As a query's performance can thus differ vastly between the two data sets due to the empty results, we would consider it a bug in either the CWI data set or the query's SQL. Should this be fixed by adjusting the dataset generation from frozen data or by adjusting the query's SQL by removing the , from 10,000...?

For other queries, we found that inner joins following several filters lead to empty result sets (e.g., query 5a). We are again curious if this is done by intention? As far as we can tell, this is the case for both data sets (CWI and frozen).

Pinging @Bensk1 here as well as he did the data generation test.

Answer 1 · 2021-07-01T16:38:06.000Z

@Bouncner - Happy to incorporate any changes to make this better/easier.
Saw this tweet - https://twitter.com/hyrise_db/status/1410207307024187405?s=20

Answer 2 · 2023-03-14T07:44:12.000Z

Hey, I also met this problem in Postgres!

Firstly, thanks for your great work!

I run JOB in PostgreSQL 15 and found queries 2c.sql, 5a.sql, 5b.sql, 10b.sql and 32a.sql will yield empty results. Such queries will be processed quickly even if they have complex join relations, making them useless to catch the relation between the runtime and the query's complexity.

I am also curious about if this is done by intention. If not, will you try to replace such queries with empty results?

Answer 3 · 2023-03-14T09:22:17.000Z

@HennyNile : are you using the static data set that is listed in the initial paper?

Also, take a look at this pull request. We contacted Viktor Leis some time ago and he confirmed that there are empty results and they are on purpose. But I think 2c should yield a non-empty result.

Answer 4 · 2023-03-14T12:20:50.000Z

@Bouncner For convenience, I just used a dumped dataset in Harvard website which even has fewer rows than the initial dataset you mentioned. Maybe I should change to use the initial dataset.

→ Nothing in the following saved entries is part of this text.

PR #25, opened 2021-10-20
Testing: Added edgedeployment controller

eloycoto:
Hi, 

This PR is a bit big, sorry, I tried to keep as small as possible, but to many things to add:

- Added gomock and  mockery because it's needed by swagger. 
- Added interfaces for internal/repository so I can test the controllers. 
- Refactor the ginkgo test-suite and edgedevices_test, so things are easy to test in this way. 
- Added 15 new test on edgedeployment controller test, a few tests are missing, but want to get feedback. 

 Regards


controllers/edgedeployment_controller_test.go
```diff
@@ -0,0 +1,509 @@
...
+
+				// when
+				res, err := edgeDeploymentReconciler.Reconcile(context.TODO(), req)
+
+				// then
+				Expect(err).NotTo(HaveOccurred())
+				Expect(res).To(Equal(reconcile.Result{Requeue: true, RequeueAfter: 0}))
+			})
+
+			It("Added finalizer failed requeue with error", func() {
```
pkliczewski, line 149: What do you think about adding delete device and see how finalizers are removed? Can be done in separate PR

internal/repository/edgedeployment/edgedeployment.go
```diff
@@ -2,20 +2,31 @@ package edgedeployment
 
 import (
 	"context"
+
 	"github.com/jakub-dzon/k4e-operator/api/v1alpha1"
 	"k8s.io/apimachinery/pkg/fields"
 	"sigs.k8s.io/controller-runtime/pkg/client"
+
+	_ "github.com/golang/mock/mockgen/model"
```
masayag, line 10: is it needed here ? will the compilation or code generation fails without it?

controllers/edgedeployment_controller_test.go
```diff
@@ -0,0 +1,509 @@
...
+				// when
+				res, err := edgeDeploymentReconciler.Reconcile(context.TODO(), req)
+
+				// then
+				Expect(err).To(HaveOccurred())
+				Expect(res).To(Equal(reconcile.Result{Requeue: true, RequeueAfter: 0}))
+			})
+		})
+
+		Context("devices section", func() {
```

There is no problem As the CSV files of the paper data set do not follow RFC 4180 (i.e., using "" to escape an " in a string, which Hyrise assumes to be the case for CSV files) in Postgres.
For example, in your pr, you mentioned

Exemplary lines before adaption:

movie_info.csv: 127472,2130098,13,"FACT: Dunn uploads a file from an Apple Powerbook in \"C:\\\", which would be appropriate for a DOS/Windows system.",
person_info.csv: 2010004,1163574,25,"CD: \"All-Time Hits, Vol. 2\"\\",

Reformatted:

movie_info.csv: 127472,2130098,13,"FACT: Dunn uploads a file from an Apple Powerbook in ""C:\"", which would be appropriate for a DOS/Windows system.",
person_info.csv: 2010004,1163574,25,"CD: ""All-Time Hits, Vol. 2""\",

In PG, it is

table movie_info: 127472, 2130098, 13, FACT: Dunn uploads a file from an Apple Powerbook in "C:\", which would be appropriate for a DOS/Windows system.
table person_info: 2010004, 1163574, 25, CD: "All-Time Hits, Vol. 2"\

So, I think the empty results in Postgres are not caused by this problem.

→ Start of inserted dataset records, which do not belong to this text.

PR #33, opened 2021-10-29
CI: Add coverage check

eloycoto:
On a new PR, a new check will be added with the percent of the test
coverage, it'll fail if the coverage is smaller than 80%.

### DIFF
--- a/.github/workflows/go.yml
+++ b/.github/workflows/go.yml
@@ -1,5 +1,6 @@
 name: Go
-
+permissions:
+  actions: write
 on:
   push:
     branches: [ main ]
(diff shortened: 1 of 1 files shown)


.github/workflows/go.yml
```diff
@@ -22,9 +22,19 @@ jobs:
...
+        make test-create-coverage
+        COVERAGE=$(go tool cover --func=cover.out |  grep total | grep -Eo '[0-9]+\.[0-9]+')
+        echo "testCoverage=${COVERAGE}" >> $GITHUB_ENV
 
     - uses: actions/upload-artifact@v2
       with:
         name: test-coverage
         path: coverage.html
+
+    - uses: ouzi-dev/commit-status-updater@v1.1.0
```
pkliczewski, line 35: build fails with:
` Error: error while setting context status: Resource not accessible by integration`

eloycoto: yes, yes, I was aware of that, I need to add a credential ;-)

For 2c, there are only 2 filter predicates and I found both predicates only fetch one row. This may lead to an empty result.

There are 5 empty results in my experiments. In my opinion, the empty results of my experiments are intentional or caused by the wrong dumped dataset. When I test the initial dataset, I will share the result with you.

Answer 5 · 2023-03-15T13:20:39.000Z

Viktor Leis wrote to us "If I remember correctly, there are around 10 queries with empty results sets.".

He strongly suggested to use only the data set used in the paper. At least for us, that removed a number of empty results.

Answer 6 · 2023-03-17T05:29:41.000Z

I see. I will use the initial dataset used in the paper in the later work. Many thanks!

Answer 7 · 2023-03-21T15:46:07.000Z

@Bouncner - Happy to incorporate any changes to make this better/easier.
Saw this tweet - https://twitter.com/hyrise_db/status/1410207307024187405?s=20

Sorry, that took a while. :(